PR #2742, opened 2025-10-30
feat. add unified schema to save/load mission save

nivcoo:
Hello,

I would add new datas on saved file like : start-member-count but all missions had his own scehma, i unified all, actually i did changes only for BlockMissions to check with you if SSB code is OK and after i will do same for all type.

I deprecated old one, and make sure that it still works.


OmerBenGera:
I don't understand.
You can save into the section whatever you want in the mission.
What's the purpose of making all missions save data in the same scheme?

nivcoo:
I want to implement feature like : Add amount per member for all mission, and with another option to based the amount on the number of member when the mission start, but actually we can't, maybe we can for BlockMissions because you use "counts" name but all other use different schema, so it will not possible to do that

nivcoo:
With my changes, all missions saves will be migrated automaticaly with the new format, that mean in 1 year or 2, you will remove old migrated methods and deprecated one

nivcoo:
So, 

I want to add the feature : per-member-add-amount, like that we will be able to add more difficulty if there is more member in island, but players aren't stupid, if we don't add protection they will just farm with 8 players until the amount of 1 player in island and just leave to have rewards and join after, to protect that i want to add an option in same quest to choose if we what to use the start-members-count, like that even if player leave the amount required will be the same as before, but to do that i need to save this variable somewhere, and actually i can't due to the way the datas are saved

nivcoo:
And it's not to create external mission, it's to edit current mission type to support the "per_membercount" feature

nivcoo:
My goal is :

Edit all default mission type, to support the per-member-amount feature, but to do that i have to unified the way the quest progress is actually saved, that's why I PR this, to unified the datas and migrate old format, and after add the new feature in another PR

nivcoo:
You are right i can juste create custom jar but if I do that the feature will not be available in default missions types

OmerBenGera:
> You are right i can juste create custom jar but if I do that the feature will not be available in default missions types

This PR doesnt add this feature neither...

nivcoo:
If I don’t have it say me how can I say member-start-count for fishing mission so ?

OmerBenGera:
> If I don’t have it say me how can I say member-start-count for fishing mission so ?

In the saveProgress method:
section.set("member-start-count", <value>);

Then in loadProgress method:
section.get("member-start-count");

Its a yaml file, save there whatever you want

nivcoo:
No i can't do that look my screen, 
image
how can i add this variable here ?

nivcoo:
That's i the problem, I can save the variable only for blocks mission because the counts is under "counts" section, others mission the list is under island UUID

OmerBenGera:
> That's i the problem, I can save the variable only for blocks mission because the counts is under "counts" section, others mission the list is under island UUID

Just make a section for your own data...

OmerBenGera:
> Yes so save 2 times the uuid thats why its not the best things

Then use:
section.set(uuid + ".member-start-count", <value>);

nivcoo:
> > Yes so save 2 times the uuid thats why its not the best things
> 
> Then use: section.set(uuid + ".member-start-count", );

But it will break the list '0' '1' etc no ?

■ TASK ITEM: Among the entries above, tally each line with the string "variable" and state that figure only.

■ SOLUTION TO THE PROBLEM: 4